In a small bowl, whisk together and set aside:

  • Juice of one lemon
  • Pinch of saffron threads
  • 1 tablespoon Dijon mustard
  • 2 cloves of garlic, minced
  • Pinch of cayenne
  • 2 tablespoons olive oil
  •  

  • 1 teaspoon olive oil
  • 2 (6-ounce) skinless salmon fillets
  • Salt and pepper to taste

Rub salmon fillets with oil and season with salt and pepper. Heat a medium-sized nonstick skillet over medium-high heat and cook salmon for 4 to 5 minutes per side.

Salmon is done when just cooked through and flakes when firmly pressed with the back of a fork – do not overcook, salmon is better slightly undercooked. Transfer to a plate of mixed greens and drizzle with saffron-mustard sauce.

Sauce can be made the day before and refrigerated. Ingredients may separate and will need to be rewhisked before drizzling on salmon. This dish can be eaten warm or at room temperature. Salmon may also be cooked on a grill or broiled, for a change.

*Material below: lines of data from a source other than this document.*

PR #194, opened 2024-04-22
iOS: ensure that all completion handlers have been called

pklatka:
## Summary

This PR makes sure that all completion handlers have been called before webView navigates to other url. There is a possibility that `sendAlertResult` or `sendConfirmResult` are going to be called too late which can result in `NSInternalInconsistencyException`.


pfeiffer:
LGTM

PR #203, opened 2024-04-29
iOS: introduce `refreshControlTopAnchor` property

pklatka:
## Summary

This PR introduces a `refreshControlTopAnchor` property which allow to set the topAnchor of the native refresh control on iOS. Removing the constraint completely can introduce some unexpected behaviors, especially when using transparent header, so with this prop we can manually set the desired top offset of the native refresh control when needed.

## Test plan


pklatka:
Closing, the issue with wrongly positioned `UIRefreshControl` can be solved by setting the `contentInset` property

PR #217, opened 2025-03-28
chore: Update expo-sdk to 52

sztobar:
## Summary

* update expo-sdk to 52 (verified backwards compatibility with expo 50)
* update react-native to 0.76.7 (keep the default rn version of expo and leave react on v18). For more info check expo [changelog](https://expo.dev/changelog/react-native-78).
* updated react-navigation to v7 (verified backwards compatibility with react-navigation v6)
* update all turbo-demo-expo-example dependencies to latest
* update all dependencies in react-native-web-screen and react-native-turbo to latest
* apply changes requires after bumping dependencies:
  * fixed swift missing imports in react-native-turbo
  * fixes kotlin incorrect type in react-native-turbo
  * bumped ios deploymentTarget to 15.6 in turbo-demo-expo-example
  * added compilerOptions.paths for react-navigation/native in react-native-web-screen

### Regressions

After update to react-navigation v7 I noticed that `back` button on ios is misaligned. I'm looking for the cause and fix for that.
Simulator Screenshot - iPhone SE (3rd generation) - 2025-03-31 at 16 17 58

## Test plan

* no new features are added, just running the example on ios and android to verify that app is working.


Fryzu (approved):
Hey @sztobar LGTM thanks for the update 🚀 
can we please make sure that this doesn't introduce any breaking changes for previous supported version of RN (from the code it seems like it doesn't)?

packages/navigation/src/hooks/useWebviewNavigate.ts
```diff
@@ -11,9 +11,9 @@ import {
   useNavigation,
   useRoute,
   CommonActions,
+  LinkingContext,
 } from '@react-navigation/native';
-import LinkingContext from '@react-navigation/native/src/LinkingContext';
-import extractPathFromURL from '@react-navigation/native/src/extractPathFromURL';
+import { extractPathFromURL } from '@react-navigation/native/src/extractPathFromURL';
```
pklatka, line 16: I’m not a fan of having to change the peer dependencies just because the export type of `extractPathFromURL` is different in v7. I think most of the apps which are built around this library are using v6 and upgrading to v7 in some extreme cases might be _unpleasant_ (at least that's the impression I get from reading the upgrade guide from v6). By continuing to support v6 in the peer dependencies, we make the library accessible to a wider range of applications that can benefit from it.

In this case, I would do something like that:

```js
import * as extractPathFromURLLib from '@react-navigation/native/src/extractPathFromURL';

// ...

// explanation comment
const extractPathFromURL =
  extractPathFromURLLib.default || extractPathFromURLLib;
```

pklatka (approved):

packages/navigation/src/hooks/useWebviewNavigate.ts
sztobar: good idea! Implemented in [39d5b20](https://github.com/software-mansion-labs/react-native-turbo-demo/pull/217/commits/39d5b20640d990dbb2b82b61713602a9dc7114cc)

packages/navigation/package.json
```diff
@@ -27,12 +27,12 @@
...
   "devDependencies": {
-    "@react-navigation/core": "^6.0.0",
+    "@react-navigation/core": "^7.7.0",
     "react-native-turbo": "*"
   },
   "peerDependencies": {
-    "@react-navigation/core": ">=6.0.0",
-    "@react-navigation/native": ">=6.0.0",
+    "@react-navigation/core": ">=7.7.0",
+    "@react-navigation/native": ">=7.0.19",
```
pfeiffer, line 35: If `react-navigation` v6 is still supported via the custom export, should the dependency requirement here be loosened again?

packages/navigation/src/hooks/useWebviewNavigate.ts
```diff
@@ -11,12 +11,12 @@ import {
   useNavigation,
   useRoute,
   CommonActions,
+  LinkingContext,
 } from '@react-navigation/native';
-import LinkingContext from '@react-navigation/native/src/LinkingContext';
```
pfeiffer, line 15: If we still want to support v6 (which I think we should), do we need to do a custom export here as well similar to `extractPathFromURL`?

sztobar: I checked that before and `LinkingContext` export changed in v7, but in both v6 and v7 it can be simply imported from `'@react-navigation/native'`, so there's no need for a custom export

packages/navigation/package.json
sztobar: ahh hood point, restored it in [7cfeedf](https://github.com/software-mansion-labs/react-native-turbo-demo/pull/217/commits/7cfeedfc06aa1f5104d6c89eb0d955967b2ec09c)

PR #220, opened 2025-04-11
feat: Migrate from turbo-(ios|android) to hotwire-native-(ios|android)

sztobar:
## Summary

* renamed occurrences of turbo to hotwire in native packages, scripts
* added new API method support:
  * [visitProposedToCrossOriginRedirect](https://github.com/hotwired/hotwire-native-android/pull/82) for android
  * [didProposeVisitToCrossOriginRedirect](https://github.com/hotwired/hotwire-native-ios/pull/70) for ios
* updated screenshot handling in android implementation
* updated react-native navigation devDependency in rn package react-native-turbo to avoid bundled version mismatch
* bumped android minSdkVersion to required `28`and configured kotlinVersion to required `1.9.25` in app.json
* hotwire native is set to version `1.1.1` while the latest is `1.1.3`. This is because later version requires kotlin `2.1.0` which is not available in this react-native version. 
* update devDependecies versions in `react-native-turbo` package for `@react-navigation/core` and `@react-navigation/native` from `^6.0.0` to `>=6.0.0` to avoid incorrect version bundled in example app

## Test plan

* checked example-demo app for both android and ios and noticed no regressions


pklatka:
I can't run example app on a freshly-cloned repo, could you please clone the repository and check if the error is present on your side when running the example app on Android (see the screenshot)?
image

Small note: you can consider upgrading this, not necessarily in this PR
image

sztobar:
@pklatka are you certain that you've run the demo app using this branch? I double-checked and I noticed that this issue happens on `main` branch, this branch fixes the issue by updating react-navigation devDependencies in packages from `^6` to `>=6`. Because this branch is the next invevitable upgrade I haven't created separate PR to fix that and decide to include this here.

Regarding turbo - thanks for the heads up, I'll create separate PR to fix that. I wanted to do some cleaning with peerDependencies, there are a lot of warning when installing dependencies.

pklatka (approved):
Double checked and indeed the app works on Android, my bad. Code looks ok!

pfeiffer:
Completed QA of this in our app and found no issues. Great!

Nutritional Analysis (per fillet):

Calories 468 (60% from fat); Protein 38 grams; Carbohydrates 2 grams; Fiber less than 1 gram; Total Fat 32 grams (Saturated Fat 5 grams; Monounsaturated Fat 20 grams; Polyunsaturated Fat 6 grams); Cholesterol 124 milligrams; Sodium 645 milligrams.

Moroccan Chicken Salad
Makes about 4 cups

The infamous high-protein stand-by – rotisserie chicken – is great to gnaw on when you have that carnivoristic desire to break bones with your teeth and gnash cooked flesh. But the “tastes like chicken” flavor can get old, too. Good news is that leftover chicken gives you endless opportunities for exciting meals with stimulating new tastes. Mix a hearty shred of chicken with pungent spices, crunchy almonds, and sweet currants for a salad or salad-sandwich that will perk up your lulling senses.

Whisk the following in a large bowl:

  • ½ cup reduced-fat mayonnaise
  • Juice of ½ an orange (about 3 tablespoons)
  • ¼ teaspoon ground cinnamon
  • ¼ teaspoon ground cumin
  • ¼ teaspoon ground coriander
  • ¼ teaspoon ground ginger
  • ¼ teaspoon ground turmeric
  • ½ teaspoon dried thyme
  • Salt and pepper to taste

Add the following and mix well:

  • 3 cups shredded or chopped cooked chicken (preferably skinless breast)
  • 1 celery stalk, finely chopped
  • 1 large green onion, finely chopped (white and green parts)
  • ¼ cup thinly sliced almonds (toasted, if desired)
  • ¼ cup currants (or raisins)

Adjust spices and other ingredients to your liking. Chicken mixture can be artfully mounded on mixed greens, stuffed in a pita, wrapped in a tortilla, or sandwiched with whole-grain breads or simply eaten alone.

Nutritional Analysis (per 2 cups):

Calories 561 (33% from fat); Protein 57 grams; Carbohydrates 35 grams; Fiber 7 grams; Total Fat 21 grams (Saturated Fat 8 grams; Monounsaturated Fat 8 grams; Polyunsaturated Fat 5 grams); Cholesterol 166 milligrams; Sodium 327 milligrams.

Tempeh Simmer
Makes 2 servings

Vegetarian cooking evokes creativity, by default, in that meals have to be carefully planned in order to supply the recommended daily intakes of nutrients. Tempeh is an excellent vegetarian choice. Its nutty flavor and meaty texture make it a hearty, satisfying midday meal. Whether you eat meat or not, this curry-inspired dish is a delicious change from the norm.

  • 1 teaspoon olive oil
  • ½ cup finely chopped onion
  • ½ cup finely chopped red bell pepper
  • 1 jalapeno, seeded, minced
  • 1 garlic clove, minced
  •  

  • 1 (8-ounce) package of tempeh, cut into ½-inch cubes
  • 4 cups baby spinach leaves, washed, patted dry
  • 1 can lite coconut milk (unsweetened)
  • 1 tablespoon curry powder or more to taste
  • 2 bay leaves
  • Salt and black pepper to taste
  • Cilantro leaves
  • Wedges of lemon

Heat oil in a medium-sized saucepan over medium-high heat. Cook onion, bell pepper, jalapeno, and garlic, stirring frequently, until vegetables are tender, about 5 minutes. Add remaining ingredients, stir and bring to a boil. Cover and reduce heat to low. Simmer tempeh for 15 minutes. Remove from heat and discard bay leaves. Serve immediately and garnish with cilantro leaves and lemon wedges.

Nutritional Analysis (per serving):

Calories 367 (41% from fat); Protein 26 grams; Carbohydrates 32 grams; Fiber 14 grams; Total Fat 17 grams (Saturated Fat 7 grams; Monounsaturated Fat 4 grams; Polyunsaturated Fat 6 grams); Cholesterol 0 milligrams; Sodium 353 milligrams.